Djokovic ist also laut der ausgefeilten Analysen der Wettanbieter ungefähr fünf Mal so gut wie sein Gegner im Halbfinale des wohl bedeutenden Tennisturniers auf der Welt. Das sind die Dimensionen, in denen er inzwischen angekommen ist. Und das mit 36 Jahren. Aber was bedeutet das schon? Für Djokovic ist jeder neue Tag damit verbunden, noch besser zu werden. Dabei ist er schon nah dran an der Perfektion.

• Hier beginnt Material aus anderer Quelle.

PR #808, opened 2019-03-05
HUE-8732 [jb] Rerun button for scheduler tasks is not working

idzikovsky:


wing2fly:
@idzikovsky "Select all" only have "Ignore" button available, but "Rerun" is still greyed out. Selecting task individually works for both buttons. I am running example of "Copy file" bundle. Please check.

image

idzikovsky:
> @idzikovsky "Select all" only have "Ignore" button available, but "Rerun" is still greyed out. Selecting task individually works for both buttons. I am running example of "Copy file" bundle. Please check.

@wing2fly yeah, I see that "Rerun" button supposed to be available only when one schedule-task selected.
Anyway "select all" button was broken: it displays that none/some/all tasks selected, but does not select/deselect all entries on click.

idzikovsky:
Also .modal-backdrop is still overlapping rerun form, when rerun form was opened using mini JB.
I've not fixed it for now, as my goal was only to fix Rerun button in general.

PR #814, opened 2019-03-21
HUE-8752: [editor] Variable substitution does not use the default val…

MishaKysliuk:
…ue when empty

[Link](https://issues.cloudera.org/browse/HUE-8752) to jira
This fix does not break the boolean variables in editor and fixes usage of default value when empty


MishaKysliuk:
https://review.cloudera.org/r/13731/

PR #823, opened 2019-03-27
HUE-8770 - When CSRF protection is enabled in Livy, allow Hue to be configured such that it will support updating the header that is sent.

rickbernotas:


romainr:
Thanks Rick!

Er ist mit Andre Agassi der beste Returnspieler, den es bislang in dieser Sportart gegeben hat. Sein Defensivspiel, basierend auf seiner phänomenalen Athletik, ist unerreicht. Genauso wie sein taktisches Verständnis sowie seine Nervenstärke bei den Big Points. Selbst sein Aufschlag ist eine Wucht. Sein ewiger Widersacher Rafael Nadal sagte schon vor Jahren: „Er macht alles perfekt. Seit ich mich mit Tennis beschäftige, habe ich keinen Profi gesehen, der auf diesem Level gespielt hat.“

Djokovic hat in den vergangenen Jahren das Level nicht nur gehalten, sondern noch ein anderes erreicht. Gewinnt er Wimbledon, zieht er mit acht Titeln mit Roger Federer gleich. Es wäre sein fünfter Erfolg in Folge in London. Schon jetzt ist Djokovic mit 23 Titeln der alleinige Rekordhalter bei Grand-Slam-Turniere. Novak, der Unantastbare.

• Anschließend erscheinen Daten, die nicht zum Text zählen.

PR #826, opened 2019-03-31
Adding HTTPS options for WebHDFS

alericmckearn:
Currently, Hue is hard coded to http for webhdfs (return "http://%s:%s/webhdfs/v1" % (host, port)).  This PR makes it dynamically pull SSL from hdfs-site settings with the ability to override the port from hue.ini

Note -> i just moved the port into the hdfs-site.py so i need to test that and make sure it works since previously i was injecting it in webhdfs.py (this seemed cleaner though it does seem to break the convention of no hue.ini settings in hdfs-site.py).

### DIFF
--- a/desktop/libs/hadoop/src/hadoop/hdfs_site.py
+++ b/desktop/libs/hadoop/src/hadoop/hdfs_site.py
@@ -56,7 +56,7 @@ def get_webhdfs_ssl():
   settings = {"protocol": "http", "port": hadoop.conf.DEFAULT_NN_HTTP_PORT}
   if get_conf().get(_CNF_HTTP_POLICY, 'http') == "HTTPS_ONLY":
     settings["protocol"] = 'https'
-    settings["port"] = get_conf().get(_CNF_WEBHDFS_HTTPS_PORT , hadoop.conf.DEFAULT_NN_HTTP_PORT)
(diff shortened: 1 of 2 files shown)


desktop/libs/hadoop/src/hadoop/hdfs_site.py
```diff
@@ -21,7 +21,7 @@
 
 import conf
 import confparse
-
+import hadoop.conf
```
romainr: Is is used?

alericmckearn:
Updated per comments

desktop/libs/hadoop/src/hadoop/hdfs_site.py
```diff
@@ -51,6 +52,12 @@ def get_umask_mode():
 
   return int(umask, 8)
 
+def get_webhdfs_ssl():
+  settings = {"protocol": "http", "port": hadoop.conf.DEFAULT_NN_HTTP_PORT}
+  if get_conf().get(_CNF_HTTP_POLICY, 'http') == "HTTPS_ONLY":
+    settings["protocol"] = 'https'
+    settings["port"] = get_conf().get(_CNF_WEBHDFS_HTTPS_PORT, hadoop.conf.DEFAULT_NN_HTTP_PORT)
```
romainr: Should be just DEFAULT_NN_HTTP_PORT but I will just fix it with a commit on top

romainr:
https://review.cloudera.org/r/13779/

Doch wie das so ist im Sport und auch sonst im Leben: Wo wahnsinnig viel Erfolg ist, schauen auch immer Neid und Missgunst vorbei. Im Falle von Novak Djokovic ist das mehr der Fall als bei anderen. Fast seit er auf der Tour reüssiert, wird man das Gefühl nicht los, dass ihm die vielen Siege und Titel nicht vergönnt werden. Dies ist keine steile These, es ist die Resonanz, die er über all die Jahre von den Tribünen bekommen hat. Djokovic wird respektiert ob seiner Leistungen, richtig gemocht wurde er aber nur von seinen Landsleuten. Es gibt sogar Tennis-Fans, die ihn geradezu hassen. Es nicht sehen können, wenn er Titel um Titel einfährt.

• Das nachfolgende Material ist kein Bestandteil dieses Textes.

Issue #623, opened 2017-11-13
Export csv in hue 4 via jdbc interface


rohit-nsit08:
Hi,

I have configured presto with jdbc interface in hue4 and I am able to execute queries via UI but unable to download results. 
The jdbc connector show that the functionality is not yet implemented
https://github.com/cloudera/hue/blob/master/desktop/libs/notebook/src/notebook/connectors/jdbc.py#L122

**1. Any plans for adding this functionality? 
2. Any recommendations for any alternative approach for presto?
3. We are willing to contribute and add this functionality if needed. Can someone guide us in understanding the architecture and approach to follow?**

On searching online we found one commit in this context 
https://issues.cloudera.org/browse/HUE-3996

https://github.com/cloudera/hue/commit/8c1305193d790322e4160399beddeb120e1191c6 
but unfortunately it is only for rdbms interface

romainr:
Yes, JDBC is not implemented yet 
https://github.com/cloudera/hue/blob/master/desktop/libs/notebook/src/notebook/connectors/jdbc.py#L122

But should be easy to add, basically re-execute the query like in https://github.com/cloudera/hue/commit/8c1305193d790322e4160399beddeb120e1191c6#diff-de769f3fe8c3973358b4318f4b17b8beR115
(as in JDBC AFAIK we can't start refetching the same query resultset, and Hue does not cache it currently https://issues.cloudera.org/browse/HUE-7618)

Would you like to have a stab at it?

romainr:
Note: SQL Alchemy is also being investigated as it might provide more features that the current JDBC backend https://issues.cloudera.org/browse/HUE-7621

cryptoe:
@romainr @rohit-nsit08   I actually solved this using the jdbc backend only.
In my case a simple reexecute is not possible as the queries are quite long.
So I am changing the query to insert into table. 
For eg: "select * from abc" was changed to "create table hive.presto_results.temp_table$timestamp as select * from abc".
I am saving this variable into the snippet as a field.

On result fetch , I first check if this variable is set. If yes , I was running a select * from hive.presto_results.temp_table$timestamp limit xxx  and then returning the result to the user.


I can actually contribute it back if you guys are still interested.

rentaow:
Is there still plans to work on this? In jdbc.py is there any way to refetch the previous query resultset for download or do we still need to re-execute query?

jdesjean:
Hi Rentao,

We would have to refetch. I can add what was added for sqlalchemy.

[...]

PR #832, opened 2019-04-05
HUE-8774: [notebook] Implement download for jdbc notebook connector

rentaow:
Addresses https://github.com/cloudera/hue/issues/623


rentaow:
thanks @jdesjean for taking a look!

PR #839, opened 2019-04-12
HUE-8804: [filebrowser] Can't save file after use 'Save as' button

MishaKysliuk:


MishaKysliuk:
https://issues.cloudera.org/browse/HUE-8804
https://review.cloudera.org/r/13820/

PR #841, opened 2019-04-15
HUE-8806: [editor] R session for R Editor in Hue cannot start

MishaKysliuk:


MishaKysliuk:
https://issues.cloudera.org/browse/HUE-8806
https://review.cloudera.org/r/13828/

romainr:
Thanks!

And BTW, shouldn't we need the same for the 'sql' kind too?

MishaKysliuk:
According to this commit [HUE-7464 [editor] Do not save SQL sessions as they become stale](https://github.com/cloudera/hue/commit/cffda11833f94be5eb9fa24b894a4952b7e38941), I believe that we do not need to do this for 'sql' kind.

PR #842, opened 2019-04-16
Allow OIDC username attribute to be customizable

thaibui:
Recently, I was switching my company authentication from SAML2 to OIDC provided by Okta and I discovered that the default attribute (a claim in OIDC term) used by Hue to create a user account was 'preferred_username'. However, this attribute is not set by our provider and thus, Hue default code hashes the email and create a random user id. This was not desirable.

The solution is to allow OIDC username attribute to be customizable. I've made the appropriate changes as well as keeping the default value 'preferred_username' for backward-compatibility if the newer setting is not provided. This way, with a config change, we can configure OIDC to use 'email' to create a username for a new account in Hue.

CC: @romainr Since you have reviewed a few of my PRs in the past. Thanks in advance!


jdesjean:
Please also add the property to both:
https://github.com/cloudera/hue/blob/master/desktop/conf/pseudo-distributed.ini.tmpl
https://github.com/cloudera/hue/blob/master/desktop/conf.dist/hue.ini

Additionally, would it make sense to simply get the property from desktop.conf and not add it to settings?

thaibui:
@jdesjean Thanks for reviewing. I've added the new setting to Hue config template.

It would make sense to get the property from desktop.conf, however, I was simply following the pattern that is used in OIDC implementation for consistency since`import_from_settings(..)` pattern was used everywhere. 

I can simply switch to a `desktop.conf.OIDC.OIDC_USERNAME_ATTRIBUTE.get()`. It's your choice.

PR #847, opened 2019-04-19
HUE-7712: [spark] Livy-batch not available in HUE

MishaKysliuk:


MishaKysliuk:
https://review.cloudera.org/r/13870/
https://issues.cloudera.org/browse/HUE-7712

desktop/core/src/desktop/js/apps/notebook/snippet.js
```diff
@@ -2284,7 +2285,12 @@ class Snippet {
                   window.location.href = vm.successUrl(); // Not used anymore in Hue 4
                 }
               } else if (self.status() === 'success') {
-                self.progress(99);
+                let progressPercent = 99;
+                if (self.type() === 'py') {
+                  progressPercent = 100;
+                  self.statusForButtons('executed');
```
jdesjean: @JohanAhlen Does this look right to you? How come we only need to do this for 'py'

JohanAhlen: It would be better to combine in the previous condition for all snippet types, i.e.

`} else if (self.status() === 'available' || self.status() === 'success') {`

and add an if around self.fetchResult(100); for 'available'.

statusForButtons should already be 'executed' at this point.

MishaKysliuk: Fixed

MishaKysliuk:
Review please

romainr:
LGTM

We introduced extra states ('starting', and 'success') before and it complexifies a bit but above looks good.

Ein bisschen hat sich das Djokovic selbst zuzuschreiben. Seinen Nationalstolz kehrte er mehrmals ostentativ nach außen. Erst jüngst bei den French Open schrieb er auf die Linse einer TV-Kamera, dass der Kosovo das Herz Serbiens sei. Auch ließ er sich in der Vergangenheit schon mal mit Milan Jolovic ablichten, einem früheren Kommandanten der Drina-Wölfe, einer paramilitärischen Einheit, die am Völkermord an Bosniern in Srebrenica beteiligt war. Zudem ist Djokovic bis heute ein strammer Impfgegner. In der Corona-Hochphase veranstaltete er ein Turnier mit Fans. Das alles schadete seinem Ruf.

Nur nicht in Serbien, dort ist er ein geliebter Volksheld, wird stilisiert als einsamer Kämpfer, der sich gegen die ganze Welt behauptet. Tatsächlich gibt es keinen Tennisspieler mit solch einer Widerstandskraft. Der unermüdliche Kämpfer Rafael Nadal ist körperlich ausgelaugt, macht noch eine Ehrenrunde und hört nächstes Jahr auf. Der Russe Daniil Medwedew ist taktisch klug und kann rennen und kämpfen.

Am wahrscheinlichsten aber ist, dass in nächster Zeit der 20 Jahre alte Spanier Carlos Alcaraz (spielt im Halbfinale gegen Medwedew) und der ein Jahr ältere Jannik Sinner die höchsten Hürden für Djokovic werden. Beide haben in ihren Grundschlägen noch mehr Power als Djokovic, und beide sind mutig und spielen mit Risiko. Zu Djokovic fehlt ihnen aber etwas, was man schwer lernen kann: die jahrzehntelange Erfahrung, ein Champion zu sein.